What the task asks: Word for word, set down every line of the entries below from the line with "env['TERM'] = 'dumb'" to the line with "made the change", including both, and no other line.
[Opening Supplied entries section]
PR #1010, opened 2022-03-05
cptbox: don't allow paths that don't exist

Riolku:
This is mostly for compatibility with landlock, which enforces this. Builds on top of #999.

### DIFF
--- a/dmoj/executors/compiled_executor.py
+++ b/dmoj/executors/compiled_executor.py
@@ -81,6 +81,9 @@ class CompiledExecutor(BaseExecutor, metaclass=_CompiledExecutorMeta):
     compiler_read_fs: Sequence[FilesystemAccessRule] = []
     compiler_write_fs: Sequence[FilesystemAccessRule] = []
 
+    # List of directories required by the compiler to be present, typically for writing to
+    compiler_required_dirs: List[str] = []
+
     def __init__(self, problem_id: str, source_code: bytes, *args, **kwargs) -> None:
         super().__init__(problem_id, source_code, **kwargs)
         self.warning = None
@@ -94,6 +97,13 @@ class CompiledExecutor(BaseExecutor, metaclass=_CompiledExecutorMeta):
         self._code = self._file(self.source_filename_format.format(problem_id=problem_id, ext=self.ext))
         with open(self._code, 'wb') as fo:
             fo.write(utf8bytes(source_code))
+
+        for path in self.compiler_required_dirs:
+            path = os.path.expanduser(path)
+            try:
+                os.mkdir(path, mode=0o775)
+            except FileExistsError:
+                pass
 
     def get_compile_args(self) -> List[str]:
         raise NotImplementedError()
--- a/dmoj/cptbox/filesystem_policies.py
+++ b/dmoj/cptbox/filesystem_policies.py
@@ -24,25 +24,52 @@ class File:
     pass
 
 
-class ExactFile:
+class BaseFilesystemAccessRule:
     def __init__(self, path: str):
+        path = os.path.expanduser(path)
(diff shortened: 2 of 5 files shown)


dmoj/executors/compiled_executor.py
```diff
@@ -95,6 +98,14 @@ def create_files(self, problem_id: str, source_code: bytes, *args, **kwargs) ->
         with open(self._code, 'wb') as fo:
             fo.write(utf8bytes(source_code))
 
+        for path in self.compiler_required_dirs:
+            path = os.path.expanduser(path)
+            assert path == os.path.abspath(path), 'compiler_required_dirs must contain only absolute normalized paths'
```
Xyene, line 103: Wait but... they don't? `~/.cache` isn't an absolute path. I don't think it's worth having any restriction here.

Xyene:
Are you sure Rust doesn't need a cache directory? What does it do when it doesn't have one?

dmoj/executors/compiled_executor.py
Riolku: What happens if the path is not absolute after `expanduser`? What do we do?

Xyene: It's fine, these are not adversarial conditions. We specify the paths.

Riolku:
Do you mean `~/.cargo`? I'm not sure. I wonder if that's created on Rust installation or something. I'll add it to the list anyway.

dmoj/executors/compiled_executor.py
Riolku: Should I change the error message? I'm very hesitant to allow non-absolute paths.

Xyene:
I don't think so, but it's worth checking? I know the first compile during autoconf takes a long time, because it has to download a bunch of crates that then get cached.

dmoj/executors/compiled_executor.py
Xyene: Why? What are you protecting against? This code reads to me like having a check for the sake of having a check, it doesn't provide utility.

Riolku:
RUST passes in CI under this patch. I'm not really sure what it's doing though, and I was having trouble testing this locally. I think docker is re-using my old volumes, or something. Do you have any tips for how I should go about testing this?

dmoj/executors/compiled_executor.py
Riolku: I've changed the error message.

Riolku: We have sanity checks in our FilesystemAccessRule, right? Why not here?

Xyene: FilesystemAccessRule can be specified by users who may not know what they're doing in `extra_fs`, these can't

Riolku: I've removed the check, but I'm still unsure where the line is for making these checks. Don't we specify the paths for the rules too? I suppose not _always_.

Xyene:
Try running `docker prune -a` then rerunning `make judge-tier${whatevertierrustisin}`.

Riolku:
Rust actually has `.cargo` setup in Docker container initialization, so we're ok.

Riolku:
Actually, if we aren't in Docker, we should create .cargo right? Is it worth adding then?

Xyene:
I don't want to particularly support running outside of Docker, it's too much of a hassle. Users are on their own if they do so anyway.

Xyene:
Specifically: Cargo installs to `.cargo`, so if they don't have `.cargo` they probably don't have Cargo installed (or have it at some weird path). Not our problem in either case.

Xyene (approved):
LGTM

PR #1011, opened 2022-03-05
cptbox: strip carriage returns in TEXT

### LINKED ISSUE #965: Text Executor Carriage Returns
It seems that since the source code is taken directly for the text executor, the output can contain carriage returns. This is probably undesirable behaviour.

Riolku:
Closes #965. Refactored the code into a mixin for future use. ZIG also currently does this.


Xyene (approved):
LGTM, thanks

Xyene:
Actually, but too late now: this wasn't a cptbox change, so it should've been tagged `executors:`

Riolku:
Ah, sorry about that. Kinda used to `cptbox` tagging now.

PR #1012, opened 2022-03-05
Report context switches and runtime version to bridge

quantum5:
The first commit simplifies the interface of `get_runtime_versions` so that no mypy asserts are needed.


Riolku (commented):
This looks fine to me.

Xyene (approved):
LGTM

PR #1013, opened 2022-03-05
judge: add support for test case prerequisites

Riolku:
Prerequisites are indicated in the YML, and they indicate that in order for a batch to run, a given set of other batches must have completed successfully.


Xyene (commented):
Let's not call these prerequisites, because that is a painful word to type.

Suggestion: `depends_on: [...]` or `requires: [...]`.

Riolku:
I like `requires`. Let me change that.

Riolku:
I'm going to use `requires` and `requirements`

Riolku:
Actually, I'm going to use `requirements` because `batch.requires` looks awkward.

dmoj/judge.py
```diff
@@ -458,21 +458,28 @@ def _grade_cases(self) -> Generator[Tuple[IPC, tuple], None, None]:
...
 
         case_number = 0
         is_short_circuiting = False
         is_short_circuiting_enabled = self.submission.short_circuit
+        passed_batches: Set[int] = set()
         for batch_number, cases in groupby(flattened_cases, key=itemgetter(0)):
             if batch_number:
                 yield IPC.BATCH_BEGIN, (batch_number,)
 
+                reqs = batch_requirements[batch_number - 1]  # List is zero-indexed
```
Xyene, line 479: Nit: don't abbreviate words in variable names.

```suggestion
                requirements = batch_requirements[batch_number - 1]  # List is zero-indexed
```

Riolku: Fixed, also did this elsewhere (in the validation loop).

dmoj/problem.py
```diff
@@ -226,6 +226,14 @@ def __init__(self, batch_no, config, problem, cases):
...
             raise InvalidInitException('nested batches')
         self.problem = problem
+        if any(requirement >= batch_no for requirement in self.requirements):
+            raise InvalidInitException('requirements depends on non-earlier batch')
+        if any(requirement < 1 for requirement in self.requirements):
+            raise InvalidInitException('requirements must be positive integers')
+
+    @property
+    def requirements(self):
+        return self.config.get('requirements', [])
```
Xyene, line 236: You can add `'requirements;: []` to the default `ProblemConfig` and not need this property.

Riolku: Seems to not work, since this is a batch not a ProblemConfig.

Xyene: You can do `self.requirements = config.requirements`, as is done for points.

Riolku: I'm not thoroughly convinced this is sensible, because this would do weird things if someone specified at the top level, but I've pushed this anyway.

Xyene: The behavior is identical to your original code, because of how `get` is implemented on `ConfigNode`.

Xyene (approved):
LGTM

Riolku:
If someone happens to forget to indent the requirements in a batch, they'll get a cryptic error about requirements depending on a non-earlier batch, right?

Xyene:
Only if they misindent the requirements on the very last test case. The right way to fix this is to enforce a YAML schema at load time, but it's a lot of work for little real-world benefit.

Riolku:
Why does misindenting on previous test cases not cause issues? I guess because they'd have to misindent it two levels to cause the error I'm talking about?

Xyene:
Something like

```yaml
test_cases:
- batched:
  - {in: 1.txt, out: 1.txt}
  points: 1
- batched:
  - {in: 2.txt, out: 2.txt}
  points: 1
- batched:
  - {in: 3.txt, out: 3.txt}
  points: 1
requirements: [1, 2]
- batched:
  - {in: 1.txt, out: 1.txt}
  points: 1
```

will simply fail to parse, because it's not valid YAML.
[Closing Supplied entries section]
[Opening Supplied entries section]
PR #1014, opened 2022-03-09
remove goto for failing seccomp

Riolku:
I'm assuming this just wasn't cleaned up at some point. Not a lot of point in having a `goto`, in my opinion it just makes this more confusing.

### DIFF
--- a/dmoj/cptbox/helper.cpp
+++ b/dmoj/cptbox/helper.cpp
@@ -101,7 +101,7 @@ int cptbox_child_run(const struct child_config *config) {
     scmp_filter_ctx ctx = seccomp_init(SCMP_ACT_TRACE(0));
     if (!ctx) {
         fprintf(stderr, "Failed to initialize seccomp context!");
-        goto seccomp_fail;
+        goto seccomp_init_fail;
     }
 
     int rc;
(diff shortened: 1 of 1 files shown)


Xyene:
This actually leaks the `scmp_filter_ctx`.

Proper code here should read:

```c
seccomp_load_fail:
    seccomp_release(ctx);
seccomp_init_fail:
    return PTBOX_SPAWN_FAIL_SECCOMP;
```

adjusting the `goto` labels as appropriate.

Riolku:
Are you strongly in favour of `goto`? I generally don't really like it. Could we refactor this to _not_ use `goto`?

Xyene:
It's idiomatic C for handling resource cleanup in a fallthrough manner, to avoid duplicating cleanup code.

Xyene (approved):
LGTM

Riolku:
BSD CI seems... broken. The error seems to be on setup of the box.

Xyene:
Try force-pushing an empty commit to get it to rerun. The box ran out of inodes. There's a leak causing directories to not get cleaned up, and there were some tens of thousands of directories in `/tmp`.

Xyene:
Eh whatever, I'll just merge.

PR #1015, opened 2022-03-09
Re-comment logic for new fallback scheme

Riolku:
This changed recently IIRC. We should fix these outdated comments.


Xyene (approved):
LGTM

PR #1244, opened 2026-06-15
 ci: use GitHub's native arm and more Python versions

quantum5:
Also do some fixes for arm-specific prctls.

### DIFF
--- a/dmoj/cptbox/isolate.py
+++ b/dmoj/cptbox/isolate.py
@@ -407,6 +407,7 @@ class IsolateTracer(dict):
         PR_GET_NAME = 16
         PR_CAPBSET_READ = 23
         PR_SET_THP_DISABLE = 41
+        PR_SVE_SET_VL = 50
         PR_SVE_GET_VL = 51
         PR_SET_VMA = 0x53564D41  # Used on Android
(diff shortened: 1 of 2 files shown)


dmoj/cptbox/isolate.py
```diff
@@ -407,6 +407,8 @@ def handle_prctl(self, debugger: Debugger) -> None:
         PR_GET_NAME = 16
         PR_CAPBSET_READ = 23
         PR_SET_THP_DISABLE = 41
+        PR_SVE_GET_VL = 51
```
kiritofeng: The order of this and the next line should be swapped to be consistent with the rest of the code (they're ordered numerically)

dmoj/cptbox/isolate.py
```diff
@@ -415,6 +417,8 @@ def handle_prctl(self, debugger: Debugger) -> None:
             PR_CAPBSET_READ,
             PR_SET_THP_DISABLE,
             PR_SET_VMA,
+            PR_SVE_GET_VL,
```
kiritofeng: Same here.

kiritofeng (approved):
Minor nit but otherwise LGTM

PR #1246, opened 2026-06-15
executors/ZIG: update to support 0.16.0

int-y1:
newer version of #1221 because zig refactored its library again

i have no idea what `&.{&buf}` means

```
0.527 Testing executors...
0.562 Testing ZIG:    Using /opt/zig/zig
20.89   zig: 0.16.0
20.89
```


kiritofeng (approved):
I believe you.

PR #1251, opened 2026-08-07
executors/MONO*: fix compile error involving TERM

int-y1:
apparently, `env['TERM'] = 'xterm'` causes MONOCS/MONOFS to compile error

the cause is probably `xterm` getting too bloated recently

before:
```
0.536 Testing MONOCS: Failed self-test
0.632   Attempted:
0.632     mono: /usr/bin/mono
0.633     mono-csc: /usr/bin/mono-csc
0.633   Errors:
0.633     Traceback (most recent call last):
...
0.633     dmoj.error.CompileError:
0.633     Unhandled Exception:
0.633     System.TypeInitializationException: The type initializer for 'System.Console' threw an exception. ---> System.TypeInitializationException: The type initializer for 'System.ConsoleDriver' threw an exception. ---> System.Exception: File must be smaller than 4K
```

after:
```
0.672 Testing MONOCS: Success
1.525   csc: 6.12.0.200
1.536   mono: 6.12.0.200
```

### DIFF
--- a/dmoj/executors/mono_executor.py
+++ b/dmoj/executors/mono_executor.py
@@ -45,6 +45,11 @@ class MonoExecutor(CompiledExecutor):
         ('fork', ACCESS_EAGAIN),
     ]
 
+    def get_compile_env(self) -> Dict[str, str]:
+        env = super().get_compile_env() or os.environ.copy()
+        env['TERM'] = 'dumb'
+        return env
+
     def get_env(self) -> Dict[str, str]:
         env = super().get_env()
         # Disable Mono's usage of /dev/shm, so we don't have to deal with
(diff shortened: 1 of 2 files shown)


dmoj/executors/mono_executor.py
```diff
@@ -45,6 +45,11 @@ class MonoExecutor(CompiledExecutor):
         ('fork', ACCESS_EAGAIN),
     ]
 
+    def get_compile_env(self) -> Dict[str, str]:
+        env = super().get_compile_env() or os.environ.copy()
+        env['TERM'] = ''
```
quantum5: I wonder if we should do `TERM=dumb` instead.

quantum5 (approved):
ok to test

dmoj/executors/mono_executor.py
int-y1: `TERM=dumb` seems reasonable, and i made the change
[Closing Supplied entries section]
Finished task:
+        env['TERM'] = 'dumb'
+        return env
+
     def get_env(self) -> Dict[str, str]:
         env = super().get_env()
         # Disable Mono's usage of /dev/shm, so we don't have to deal with
(diff shortened: 1 of 2 files shown)


dmoj/executors/mono_executor.py
```diff
@@ -45,6 +45,11 @@ class MonoExecutor(CompiledExecutor):
         ('fork', ACCESS_EAGAIN),
     ]
 
+    def get_compile_env(self) -> Dict[str, str]:
+        env = super().get_compile_env() or os.environ.copy()
+        env['TERM'] = ''
```
quantum5: I wonder if we should do `TERM=dumb` instead.

quantum5 (approved):
ok to test

dmoj/executors/mono_executor.py
int-y1: `TERM=dumb` seems reasonable, and i made the change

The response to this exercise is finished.